▶ Goal of the exercise:
Among the entries below, which lines include the string "specified"? Show each one.

▶ Recorded information:
= Beginning of Section =

PR #6080, opened 2025-04-16
MessageService: add Choose method

stsrki:
While working on the Scheduler component, I needed to have a confirmation dialog with multiple choices. So this PR solves it. 

It adds:

- `Choose` method that awaits the result from the user
- new `MessageOptionsChoice` that holds the information about the buttons on the dialog
- New examples in the docs
- Release notes

The only problem is that I had to change `TaskCompletionSource<bool> Callback` into `TaskCompletionSource<object> Callback`. I'm not sure if this parameter is even used by anyone, considering that `IMessageService` is used to give all information to the component.

### DIFF
--- a/Source/Blazorise/Components/MessageAlert/MessageAlert.razor.cs
+++ b/Source/Blazorise/Components/MessageAlert/MessageAlert.razor.cs
@@ -1,5 +1,7 @@
 ﻿#region Using directives
 using System;
+using System.Collections.Generic;
+using System.Linq;
 using System.Threading.Tasks;
 using Blazorise.Localization;
 using Microsoft.AspNetCore.Components;
@@ -101,6 +103,26 @@ public partial class MessageAlert : BaseComponent, IDisposable
     }
 
     /// <summary>
+    /// Handles the event when a choice button is clicked, hiding the modal and invoking callbacks as necessary.
+    /// </summary>
+    /// <param name="choice">Represents the button that was clicked, providing its key for further processing.</param>
+    /// <returns>Returns a task that represents the asynchronous operation of handling the button click.</returns>
+    protected Task OnChoiceClicked( MessageOptionsChoice choice )
+    {
+        return InvokeAsync( async () =>
+        {
+            await ModalRef.Hide();
+
+            if ( IsChoice && Callback is not null && !Callback.Task.IsCompleted )
+            {
+                await InvokeAsync( () => Callback.SetResult( choice.Key ) );
+            }
+
+            await Confirmed.InvokeAsync();
+        } );
+    }
+
+    /// <summary>
     /// Handles the <see cref="Modal"/> closing event.
     /// </summary>
     /// <param name="eventArgs">Provides the data for the modal closing event.</param>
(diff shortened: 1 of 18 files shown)


Source/Blazorise/Components/MessageAlert/MessageAlert.razor.cs
```diff
@@ -100,6 +102,26 @@ protected Task OnCancelClicked()
...
+    /// </summary>
+    /// <param name="choice">Represents the button that was clicked, providing its key for further processing.</param>
+    /// <returns>Returns a task that represents the asynchronous operation of handling the button click.</returns>
+    protected Task OnChoiceClicked( MessageOptionsChoice choice )
+    {
+        return InvokeAsync( async () =>
+        {
+            await ModalRef.Hide();
+
+            if ( IsChoice && Callback is not null && !Callback.Task.IsCompleted )
```
tesar-tech, line 116: I wonder if there is a case there the `Callback.Task.IsCompleted` would be null?

Source/Blazorise/Components/MessageAlert/MessageAlert.razor.cs
```diff
@@ -305,7 +339,7 @@ protected virtual ModalSize Size
     /// <summary>
     /// Occurs after the user respond with an action button.
     /// </summary>
-    [Parameter] public TaskCompletionSource<bool> Callback { get; set; }
+    [Parameter] public TaskCompletionSource<object> Callback { get; set; }
```
tesar-tech, line 342: I think people are using it for confirmation. 
What about making it generic instead of the object?

Source/Blazorise/Models/MessageOptionsChoice.cs
```diff
@@ -0,0 +1,79 @@
...
+        Color = color;
+    }
+
+    /// <summary>
+    /// Constructs a new instance with specified text and color for a message option.
+    /// </summary>
+    /// <param name="key">The unique key for the result of the choice.</param>
+    /// <param name="text">The content that will be displayed as the message option.</param>
+    /// <param name="color">The color that will be used to represent the message option visually.</param>
+    public MessageOptionsChoice( object key, string text, Color color )
```
tesar-tech, line 38: optional parameters here and keeping it in one method? (that way you will also add overload where only the key and text is specified)

Source/Blazorise/Components/MessageAlert/MessageAlert.razor.cs
stsrki: I have no idea how to make this part more generic TBH.

Source/Blazorise/Models/MessageOptionsChoice.cs
stsrki: I'm not sure if I understand. Can you elaborate?

Source/Blazorise/Components/MessageAlert/MessageAlert.razor.cs
stsrki: I've checked the internals of `TaskCompletionSource`, and Task is `readonly` and initialized in the constructor. I doubt it can ever be null.

Source/Blazorise/Models/MessageOptionsChoice.cs
tesar-tech: something like

```
public MessageOptionsChoice(object key = null, string text = "", Color color = default)
    {
```

stsrki: I see. Not a fan, TBH.

tesar-tech (approved):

= End of Section =

▶ Task output:
+    /// Constructs a new instance with specified text and color for a message option.
tesar-tech, line 38: optional parameters here and keeping it in one method? (that way you will also add overload where only the key and text is specified)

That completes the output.